Священник покачал головой.
– Неизвестно, как «монумент» действует на людей. Возможно, Церковь знает об этом больше, чем я. И не исключено…
В дверях комнаты возник Люджен Краск.
– Ну? Долго еще ждать? – грубовато спросил он. – Мы давно готовы.
Рендейж вздрогнул.
– Да-да, сейчас.
И, дождавшись, когда Краск уйдет, он прибавил:
– Не совершил ли я чудовищную ошибку? Возможно, мне не следовало вам помогать…
Балласу подумалось, Что священник произнес вслух слова, которые намеревался сказать лишь про себя. И все же он ответил:
– Молись, чтобы я попал в Белтирран. Уж оттуда я никогда не потревожу Друин…
Он встал и направился в двери, но голос Рендейжа остановил его на пороге.
– Постой. Еще один вопрос.
Баллас хотел исчезнуть как можно скорее. Каждая секунда промедления означала, что стражи подбираются все ближе. Ученик архивариуса наверняка рассказал им о намерении Балласа покинуть город через канализацию. Они уже ищут вторую карту, желая понять, где вход в подземелье. И где выход… Но в голосе Рендейжа слышалось неподдельное отчаяние – и Баллас задержался в дверях.
– Ну?
– Ты сказал, что смерть на Дубе Кары ужасна. Это так. Человек и впрямь испытывает подобные страдания? Ты не приукрасил?
Баллас не ответил – он лишь кивнул головой. Рендейж издал сдавленный стон.
– Иди, – тихо сказал он.
Когда Баллас вернулся в соседнюю комнату, его спутники уже уходили. Краск помогал Элзефару подняться по лестнице – сам калека не сумел бы преодолеть высокие ступени. Баллас отобрал у Элзефара костыли, отшвырнул их в сторону и подхватил переписчика на руки, перекинув его через плечо, точно куль с мукой. Элзефар не протестовал.
Они поспешили вверх по лестнице, миновали молельный зал и выскочили на улицу. Баллас прошептал:
– Куда идти?
– На Сигнальной улице есть бордель, – отозвался Элзефар. – Ступай на северо-запад. Когда подойдем ближе, я поведу.
Послышались крики и топот множества ног. Нырнув в переулок, Баллас обернулся – и увидел, что перед собором собирается толпа. Кто-то постучал в дверь рукоятью кинжала.

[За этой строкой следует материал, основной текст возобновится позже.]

PR #146, opened 2026-07-29
Add pinned chats: Pinned and Sessions sidebar sections with a chat co…

Lazarus-931:
Sidebar looks like this now, cleaner:

Screenshot 2026-07-28 at 10 10 58 PM

### DIFF
--- a/Sources/Nativ/ControlPanelView.swift
+++ b/Sources/Nativ/ControlPanelView.swift
@@ -2417,6 +2417,8 @@ private struct ControlPanelRecentSessionRow: View {
                 Button {
                     if NSEvent.modifierFlags.contains(.shift), recent.isChat {
                         onTogglePin()
+                    } else if isSelected, recent.isChat {
+                        beginRename()
                     } else {
                         onSelect()
                     }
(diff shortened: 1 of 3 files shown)


Sources/Nativ/ControlPanelView.swift
```diff
@@ -2369,30 +2477,46 @@ private struct ControlPanelRecentSessionRow: View {
         .opacity(isSelectionDisabled && !isCurrent ? 0.55 : 1)
         .onHover { isHovering = $0 }
         .animation(.easeInOut, value: isHovering)
+        .simultaneousGesture(
+            TapGesture(count: 2).onEnded {
```
lucasnewman: This is minor but the most standard rename interaction on macOS is a single click on an already-selected row instead of a double-click. You can see what I mean in the sidebar of e.g. Xcode. I realize Codex diverges from this so I don't have a super strong opinion either way, but long-time Mac users generally appreciate the consistency of the standard interaction.

lucasnewman (approved):
Nice!

Sources/Nativ/ControlPanelView.swift
Lazarus-931: not a problem, will make it single click,thx!

PR #151, opened 2026-07-30
Add drag-and-drop pinning, reordering, and bulk actions to the chat s…

Lazarus-931:
Replace shift-click pinning with drag-and-drop for pinning, unpinning, and reordering pinned chats, backed by a persisted pinnedOrder so the arrangement survives restarts. Add a per-row actions menu (shared with the right-click menu) and a multi-select mode for bulk pin, export, and delete.

edit: video below

https://github.com/user-attachments/assets/6eee77d1-b1ce-4aba-bfa1-c27a16808357

### DIFF
--- a/Sources/Nativ/ControlPanelView.swift
+++ b/Sources/Nativ/ControlPanelView.swift
@@ -234,6 +234,7 @@ struct ControlPanelView: View {
     @State private var isPinnedDropTargeted = false
     @State private var isSessionsDropTargeted = false
     @State private var reorderTargetID: ControlPanelRecentSession.ID?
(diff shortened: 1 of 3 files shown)


lucasnewman (approved):
LGTM. The ControlPanelView is getting large, we might consider breaking that into subcomponents / files if they are clearly separable.

Lazarus-931:
yes, i agree I was thinking spacing/font size was making that area look cluttery/ too much

lucasnewman:
> yes, i agree I was thinking spacing/font size was making that area look cluttery/ too much

I meant at a code-level fwiw

PR #155, opened 2026-07-30
Fix Japanese and Chinese IME composition in chat input

Blaizzy:
## What changed

- Let the native NSTextView handle key events while an input method has marked text.
- Preserve the existing Return-to-send and Command-Return newline behavior after composition is committed.

## Why

The chat composer intercepted Return before Japanese and Chinese input methods could confirm their marked composition, causing candidate selection to trigger send instead of committing the composed text.

## Validation

- App build succeeded with Xcode 26.6.
- All 147 unit tests passed.
- git diff --check passed.
- Built app opened successfully with the local server on 127.0.0.1:8081 for isolated UI testing because port 8080 was already in use.
- Japanese input: こんにちは、これは日本語の入力テストです。  
  English translation: “Hello, this is a Japanese input test.”  
  Result: Rendered correctly in the chat input box and enabled Send.
- Chinese input: 你好，这是中文输入测试。  
  English translation: “Hello, this is a Chinese input test.”  
  Result: Rendered correctly in the chat input box and enabled Send.

### UI captures

Japanese input:

Japanese CJK chat input validation

Chinese input:

Chinese CJK chat input validation

The UI validation entered committed Unicode text for both scripts. The marked-composition handling is implemented in ChatComposer.


lucasnewman (approved):
Thanks!

PR #156, opened 2026-07-30
Fix Discover sort-by-size (invalid Hugging Face API parameter)

Lazarus-931:
Sorting the Discover list by **Size** sent `sort=size` to the Hugging Face API, which rejects it (`Invalid sort parameter: size`) — so the list showed **0 results** with a "Hugging Face is unavailable" error.

The Hub API has no `size` sort; results are already re-sorted client-side by size (`orderedBuffer`, gated on `sortsBySize`). This sends a valid ordering (`downloads`) for the Size option and lets the existing client-side re-sort produce the size ordering.

I used to get this:
Screenshot 2026-07-30 at 4 51 37 PM


lucasnewman (approved):
LGTM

– Открывай, Рендейж! Мы знаем отвоем госте… Преступник у тебя! Мы требуем впустить нас!
Предводитель толпы ткнулся в двери собора – и они распахнулись без малейшего сопротивления. Люди вбежали внутрь, и Баллас понял, что он ошибся. Ученик архивариуса не побежал к стражам. Он рассказал обо всем первому же встречному. Ополченцу. Или простому горожанину. И озлобленная толпа собралась тотчас же…
– Они убьют его, – едва слышно выговорила Эреш. – Они увидят, что нас там нет, – и разорвут его на куски.
Баллас упрямо нагнул голову и заспешил на север, к Сигнальной улице.
Громкий стук сотрясал двери собора. Отец Рендейж поднял голову. На улице слышались выкрики. Камень и прочное дерево двери скрадывали слова, но он уловил настроение толпы – ярость и ненависть.
– Они здесь, – сказал Рендейж самому себе. Он и не ожидал, что удастся избежать расправы. Рано или поздно кто-нибудь должен был узнать, что он скрывал преступника. Прятал его, продлевая тем самым голод в Грантавене и страдания горожан.
Рендейж глянул на череп Кадариса.
– Скажи, каково это – стать мучеником? Я следовал учению Четверых. Я помогал людям в нужде и горе. Я выполнял свои обеты… Но не подвергли я опасности Церковь Пилигримов? Я спас человека, который, возможно, угрожает ей. – Священник понизил голос. – Какой абсурд! Выполняя заветы Четверых, человек может разрушить основы Церкви…
Рендейж не знал, какую опасность являет собой Баллас, но допускал, что его следовало отдать на растерзание толпы. Он тронул кончиками пальцев череп Кадариса.